Aim of the task ▸ Retrieve every line from the records in which the word "feel" occurs.

Task material ▸
= Beginning of Section =

PR #35, opened 2019-10-12
Implement interpreter with variable cache and invalidation

yanchith:
This is the first iteration of our Rooty-Lang interpreter. What's
missing:

- The ability to pause and resume the interpreter
- Iterative funcs a.k.a. Generators

Be aware that there is the barest amount of program
verification implemented, and that is mostly runtime. Compile time
verification is yet to come. Invalid programs may crash the
interpreter.

The interpreter is integrated into the editor with `InterpreterServer`,
which works very similarly to what the Importer worker does.


src/geometry.rs
```diff
@@ -25,7 +25,7 @@ pub enum NormalStrategy {
 ///
 /// The geometry data lives in right-handed coordinate space with the
 /// XY plane being the ground and Z axis growing upwards.
-#[derive(Debug, Clone, PartialEq)]
+#[derive(Debug, Clone, PartialEq, Default)]
```
ondrowan: Is this `Default` needed? It doesn't seem to do anything at first glance.

src/interpreter_funcs.rs
```diff
@@ -0,0 +1,87 @@
...
+}
+
+pub fn global_definitions() -> Vec<Box<dyn Func>> {
+    // IMPORTANT: Do not re-order, ever!
+    // The index into this array serves as the unique function
+    // identifier throughout the program.
+    vec![
+        Box::new(FuncImplCreateUvSphere),
+        Box::new(FuncImplShrinkWrap),
+    ]
```
ondrowan: This seems to be rather fragile and I'd feel better if it was a hash map with unique identifiers. Just in case there would be later a valid reason to reorder it.

src/interpreter_server.rs
```diff
@@ -0,0 +1,226 @@
...
+    },
+    Shutdown,
+}
+
+struct Response {
+    request_id: RequestId,
+    data: InterpreterResponse,
+}
+
+pub struct InterpreterServer {
```
ondrowan, line 67: Add docstrings for server and friendly structures (where it makes sense).

src/interpreter_server.rs
```diff
@@ -0,0 +1,226 @@
...
+                            "Interpreter server received request 'SetProg' with {}",
+                            prog,
+                        );
+                        interpreter.set_prog(prog);
+                        response_sender
+                            .send(Response {
+                                request_id,
+                                data: InterpreterResponse::Completed,
+                            })
+                            .expect("Interpreter server failed to send response");
```
ondrowan: I think it'd be a bit lighter and more readable if only responses were produced by this `match` and then sent after it.

ondrowan: And since `match` arms are gonna be much shorter, you can remove the blank lines between them to match our style (for short `match` arms) elsewhere.

src/interpreter_server.rs
```diff
@@ -0,0 +1,226 @@
...
+            .send(Request::Command {
+                request_id,
+                data: request,
+            })
+            .expect("Interpreter client failed to send request");
+
+        request_id
+    }
+
+    pub fn poll_response(&mut self) -> Result<(RequestId, InterpreterResponse), PollResponseError> {
```
ondrowan: `self` doesn't need to be mutable here.

src/interpreter_server.rs
```diff
@@ -0,0 +1,226 @@
...
+            Ok((response.request_id, response.data))
+        }
+    }
+}
+
+impl Drop for InterpreterServer {
+    fn drop(&mut self) {
+        self.request_sender
+            .send(Request::Shutdown)
+            .expect("Interpreter clinet failed to send shutdown request");
```
ondrowan: "clinet" -> "client"

src/interpreter/mod.rs
```diff
@@ -0,0 +1,1320 @@
...
+
+/// A runtime error.
+#[derive(Debug, PartialEq)]
+pub enum RuntimeError {
+    UndeclaredVarUse(usize, ast::VarIdent),
+    UndeclaredFuncUse(usize, ast::FuncIdent),
+    ArgCountMismatch(usize, ast::CallExpr, usize, usize),
+    ArgTyMismatch(usize, ast::CallExpr, bool, Ty, Ty),
+    ReturnTyMismatch(usize, ast::CallExpr, Ty, Ty),
+}
```
ondrowan: At first glance I'm not sure what are any of the fields. I'd write some general docstring description for the type and its variants. It'd be maybe even worth considering using structures with fields for self-documenting purposes.

src/interpreter/mod.rs
```diff
@@ -0,0 +1,1320 @@
...
+pub use self::func::{Func, FuncFlags, ParamInfo};
+pub use self::value::{Ty, Value};
+
+pub mod ast;
+pub mod func;
+pub mod value;
+
+/// A name resolution error.
+#[derive(Debug, PartialEq)]
+pub enum ResolveError {}
```
ondrowan, line 15: Are there ever gonna be variants for this and `TypecheckError`? Is there any advantage of using enum instead of unit structure?

src/interpreter/mod.rs
```diff
@@ -0,0 +1,1320 @@
...
+        self.env.clear();
+        self.pc = 0;
+        self.prog = ast::Prog::default();
+    }
+
+    pub fn push_prog_stmt(&mut self, stmt: ast::Stmt) {
+        self.prog.push_stmt(stmt);
+    }
+
+    pub fn pop_prog_stmt(&mut self) {
```
ondrowan, line 224: This behaves differently than `pop` methods in `std`. I think it would be cleaner if it returned `Option`. The same goes for `Prog::pop_stmt`.

src/interpreter/mod.rs
```diff
@@ -0,0 +1,1320 @@
...
+        // FIXME: @Diagnostics Implement type-checking
+
+        Ok(())
+    }
+
+    pub fn interpret(&mut self) -> Result<Value, InterpretError> {
+        assert!(
+            !self.prog.stmts().is_empty(),
+            "Can not execute empty program",
+        );
```
ondrowan, line 274: Since only `interpret_up_until` is called from this function, I think this assert should be handled there.

src/interpreter/mod.rs
```diff
@@ -0,0 +1,1320 @@
...
+
+    pub fn interpret_up_until(&mut self, index: usize) -> Result<Value, InterpretError> {
+        self.resolve()?;
+        self.typecheck()?;
+
+        let max_index = self.prog.stmts().len() - 1;
+        assert!(
+            max_index >= index,
+            "Can not execute past the program lenght",
+        );
```
ondrowan, line 288: Shouldn't this be handled before resolve and typecheck to prevent extra work?

src/interpreter/mod.rs
```diff
@@ -0,0 +1,1320 @@
...
+                    .expect("Value must have been populated or already cached");
+
+                var_info.value.clone()
+            }
+        };
+
+        Ok(value)
+    }
+
+    fn invalidate(&mut self) {
```
ondrowan, line 347: This function deserves a docstring. Could the comment below be moved to it?

src/interpreter/mod.rs
```diff
@@ -0,0 +1,1320 @@
...
+) -> Result<(), RuntimeError> {
+    let var_ident = var_decl.ident();
+
+    // This is a false positive. Bad Clippy, bad! Rewriting the code
+    // to use the entry API would fail borrowchecking (and cause
+    // pointer invalidation if it didn't!). The entry would create a
+    // long-lived mutable borrow which simply can't be live when we
+    // call into `eval_call_expr`, which borrows again. Note that
+    // having `eval_call_expr` guarded by the map access is the whole
+    // point here.
```
ondrowan, line 450: Have you created an issue in clippy repo for this? If not, please do so and link it here, so we can fix it later (and you'll get to write one of your favourite FIXMEs as a bonus).

src/interpreter/mod.rs
```diff
@@ -0,0 +1,1320 @@
...
+        let prog = ast::Prog::new(vec![ast::Stmt::VarDecl(ast::VarDeclStmt::new(
+            ast::VarIdent(0),
+            ast::CallExpr::new(ast::FuncIdent(func_id), vec![]),
+        ))]);
+
+        let mut interpreter = Interpreter::new(vec![Box::new(func)]);
+        interpreter.set_prog(prog);
+
+        let _ = interpreter.interpret_up_until(2);
+    }
```
ondrowan, line 907: It'd probably make sense to test also execution of empty program and valid partial execution.

src/interpreter/func.rs
```diff
@@ -0,0 +1,75 @@
...
+    /// Unset bits are always the safe default. Set bits may trigger
+    /// interpreter optimizations. Incorrectly set bits may result in
+    /// bugs.
+    pub struct FuncFlags: u8 {
+        /// The function is pure (referentially transparent), if its
+        /// result only depends on its arguments. Pure functions may
+        /// not be re-run by the interpreter, if their inputs did not
+        /// change. This flag triggers optimizations. Setting it
+        /// incorrectly might produce stale results.
+        const PURE = 0b_0000_0001;
```
ondrowan, line 17: Is there ever going to be anything but fn's purity as a flag?

src/interpreter/func.rs
```diff
@@ -0,0 +1,75 @@
...
+    /// for more.
+    ///
+    /// [`ParamInfo`]: struct.ParamInfo.html
+    fn param_info(&self) -> &[ParamInfo];
+
+    /// Information about the function's return type.
+    ///
+    /// Used for static and dynamic typecheking. See [`Ty`] for more.
+    ///
+    /// [`Ty`]: enum.Ty.html
```
ondrowan: This link does not work.

src/interpreter/func.rs
```diff
@@ -0,0 +1,75 @@
...
+    /// [`Nil`]: enum.Ty.html#variant.Nil
+    pub optional: bool,
+}
+
+/// An interface describing a function as seen by the interpreter.
+///
+/// Functions are pieces of callable code. They can receive parameters
+/// and must produce a return value, even if [`Nil`].
+///
+/// [`Nil`]: enum.Ty.html#variant.Nil
```
ondrowan: This link does not work.

src/interpreter/func.rs
```diff
@@ -0,0 +1,75 @@
...
+pub trait Func {
+    /// Information about the function behaviour.
+    ///
+    /// See [`Funcflags`] for more.
```
ondrowan: Nit: Capitalize to `FuncFlags`.

ondrowan (changes requested):
It looks good overall, but there are couple of things to be addressed before we can merge it. I hope I haven't half arsed any part of it, but just to be sure, expect that I find some new things on the next sweep.

src/geometry.rs
yanchith: 🤔 it doesn't, weird.

src/interpreter_funcs.rs
yanchith: Was half thinking to do this myself. The result is a bit more verbose, but hopefully more robust. Let's do it!

src/interpreter/mod.rs
yanchith: These fields might change a lot yet, so I would wait with the docstrings, but I agree that struct enum variants could be more readable here, something like: 

```rust
pub enum RuntimeError {
    UndeclaredVarUse {
        line: usize,
        var: ast::VarIdent
    }
    /// ...
}
```

src/interpreter/mod.rs
yanchith: Yes! (Although depending on our milestones and deadlines it may not happen very soon). 

The gist will be the same as for the runtime error: The most complete information possible will be given so that the UI can pin-point and display the error message on a concrete widget.

I already have a WIP version of the name resolving and its corresponding errors. Some errors will move from the `RuntimeError` to the `ResolveError`, and will be impossible to encounter during program execution (modulo bugs). Similar should later happen for `TypecheckError`.

src/interpreter/mod.rs
yanchith: True, but depends on whether we view popping the last statement off of an empty program as an error, or not. In our case the one calling this should know whether this will succeed beforehand. I initially thought it would be better not to hide this logic error by preventing a crash, but do not feel strongly about it - if you insist, I'll change it.

src/interpreter/mod.rs
yanchith: This is actually a different check and the one in `interpret_up_until` wouldn't catch this. But actually this check is also needed there, so I'll move it.

The check in `interpret_up_until` would underflow the `usize` if the program is empty, therefore it needs to be a separate check. `usize` underflows are panics with debug assertions and wrapping arithmetic (I think ?) without them.

EDIT: scratch that... need to check in both functions, as the underflow can happen in `interpret()` too.

src/interpreter/mod.rs
yanchith: We are going to crash anyway, but there's no harm in it.

src/interpreter/mod.rs
yanchith: Now I have https://github.com/rust-lang/rust-clippy/issues/4674

src/interpreter/func.rs
yanchith: I believe so, but can't really tell when. I expect all these flags to be heuristics the interpreter can use to optimize _something_ about how the function is executed. If you feel strongly about this, I can remove flags now and add them back once we need more than one.

yanchith:
@ondrowan I think I addressed or answered most of your points, please have another look and let me know your decision on the few points I asked questions about.

ondrowan (approved):

PR #36, opened 2019-10-12
Use distance squared in a few places and remove FIXMEs

yanchith:
Turns out I was not thinking right when I made those FIXME's. If x1 >
x2, x1^2 > x2^2 for values above zero, which distances are.


janper (approved):
Cool. This is a standard way of comparing distances and thus should work well. 
I'd like to see some comparative benchmarks between `distance` and `distance_squared` in Rust once we are not busy with other things.

ondrowan (approved):
🚢 🇮🇹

= End of Section =

Answer to the exercise ▸
ondrowan: This seems to be rather fragile and I'd feel better if it was a hash map with unique identifiers. Just in case there would be later a valid reason to reorder it.
yanchith: True, but depends on whether we view popping the last statement off of an empty program as an error, or not. In our case the one calling this should know whether this will succeed beforehand. I initially thought it would be better not to hide this logic error by preventing a crash, but do not feel strongly about it - if you insist, I'll change it.
yanchith: I believe so, but can't really tell when. I expect all these flags to be heuristics the interpreter can use to optimize _something_ about how the function is executed. If you feel strongly about this, I can remove flags now and add them back once we need more than one.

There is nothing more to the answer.